Task goal:
Your answer should be every line from the records that contains "with".

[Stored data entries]
┄┄┄┄┄┄┄┄┄┄┄┄┄┄┄┄┄┄┄┄

PR #883, opened 2019-03-04
Expose API for building a book with a custom Summary.

anp:
This is useful for situations where you'd like to supplement or replace the existing Summary parsing with
custom filesystem traversal code or other similar changes.

In this context, a Summary is almost a "build rules" input for the book, so that an embedder can use their own layout while still benefiting from the actual file reading/parsing/etc provided by mdbook.


Dylan-DPC:
Thanks

PR #889, opened 2019-03-20
new "Book" theme

s3bk:
The idea is to add a theme that mimics traditional typesetting for books.

Preview:
[Rust Reference](https://rynx.org/sebk/rust-reference)
[Rust Book](https://rynx.org/sebk/rust-book)

### DIFF
--- a/src/theme/css/book.css
+++ b/src/theme/css/book.css
@@ -56,7 +56,7 @@ h4::before {
 }
 
 @media print {
-    .bottons {
+    .menu-bar, .buttons {
         display: none;
     }
     body {
--- a/src/theme/css/book.css
+++ b/src/theme/css/book.css
@@ -7,7 +7,16 @@ p {
 }
 code {
     font-family: "Source Code Pro", monospace;
+    padding: 0 !important;
+}
+code:not(.block) {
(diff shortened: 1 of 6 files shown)


src/theme/css/book.css
```diff
@@ -0,0 +1,65 @@
...
+    position: absolute;
+    right: 0;
+}
+    
+#menu-bar-sticky-container {
+    background-color: rgba(255, 255, 255, 0.8) !important;
+}
+
+@media print {
+    .bottons {
```
Havvy: `.buttons`?

s3bk: oops.

Dylan-DPC:
Thanks

ehuss:
This PR has broken formatting for all of the themes.  All fonts have changed to `Source Serif Pro`.  This also makes the font story more difficult by adding more fonts.

I can't really tell what the intention was, but I don't think the included `book.css` is a good idea.  It should probably use variables like all other themes.

Dylan-DPC:
Reverting this

Dylan-DPC:
Update: can't revert it because GH considers it might be changed.

s3bk:
Oops. I will try to look into that today.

┄┄┄┄┄┄┄┄┄┄┄┄┄┄┄┄┄┄┄┄

Answer to this task:
Expose API for building a book with a custom Summary.
This is useful for situations where you'd like to supplement or replace the existing Summary parsing with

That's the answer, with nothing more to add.